(Dataset entries)
+ + +

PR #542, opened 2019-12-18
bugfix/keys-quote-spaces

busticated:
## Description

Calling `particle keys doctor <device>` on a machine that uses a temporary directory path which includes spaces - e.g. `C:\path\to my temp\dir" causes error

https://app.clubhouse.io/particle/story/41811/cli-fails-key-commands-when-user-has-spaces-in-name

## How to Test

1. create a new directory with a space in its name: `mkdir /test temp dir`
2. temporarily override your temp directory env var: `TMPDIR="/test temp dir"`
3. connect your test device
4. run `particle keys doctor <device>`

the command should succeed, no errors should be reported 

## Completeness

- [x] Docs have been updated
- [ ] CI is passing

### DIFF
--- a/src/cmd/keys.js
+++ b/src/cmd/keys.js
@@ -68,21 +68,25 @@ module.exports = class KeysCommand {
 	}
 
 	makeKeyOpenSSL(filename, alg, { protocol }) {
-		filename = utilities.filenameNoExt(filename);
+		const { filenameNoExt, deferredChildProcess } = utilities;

+ + +

=== About this exercise ===
Exactness is what counts here: write out every record again.

=== Answer ===
PR #542, opened 2019-12-18
bugfix/keys-quote-spaces

busticated:
## Description

Calling `particle keys doctor <device>` on a machine that uses a temporary directory path which includes spaces - e.g. `C:\path\to my temp\dir" causes error

https://app.clubhouse.io/particle/story/41811/cli-fails-key-commands-when-user-has-spaces-in-name

## How to Test

1. create a new directory with a space in its name: `mkdir /test temp dir`
2. temporarily override your temp directory env var: `TMPDIR="/test temp dir"`
3. connect your test device
4. run `particle keys doctor <device>`

the command should succeed, no errors should be reported 

## Completeness

- [x] Docs have been updated
- [ ] CI is passing

### DIFF
--- a/src/cmd/keys.js
+++ b/src/cmd/keys.js
@@ -68,21 +68,25 @@ module.exports = class KeysCommand {
 	}
 
 	makeKeyOpenSSL(filename, alg, { protocol }) {
-		filename = utilities.filenameNoExt(filename);
+		const { filenameNoExt, deferredChildProcess } = utilities;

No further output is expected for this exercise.